PR #183, opened 2026-03-12
Fix ColorToBinary default maxValue causing all-black output

Jayant-kernel:
## Description

Fixes `ColorToBinary` default behavior where `maxValue=0` produced all-black output.

Changes included:
- Backend: set `ColorToBinary` default `maxValue` from `0` to `255`
- Frontend block default: set `imageconvertions_colortobinary.maxValue` from `0` to `255`
- Added regression test to ensure default params produce `{0, 255}` output

Fixes #182

## Type of Change

- [x] Bug fix
- [ ] New feature
- [ ] Breaking change
- [ ] Documentation update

____________

__Exercise description__.
Your task is to set down again, exactly, every line from the beginning of the listing through the line with "- [ ] New feature".

__Answer for this exercise__.
PR #183, opened 2026-03-12
Fix ColorToBinary default maxValue causing all-black output

Jayant-kernel:
## Description

Fixes `ColorToBinary` default behavior where `maxValue=0` produced all-black output.

Changes included:
- Backend: set `ColorToBinary` default `maxValue` from `0` to `255`
- Frontend block default: set `imageconvertions_colortobinary.maxValue` from `0` to `255`
- Added regression test to ensure default params produce `{0, 255}` output

Fixes #182

## Type of Change

- [x] Bug fix
- [ ] New feature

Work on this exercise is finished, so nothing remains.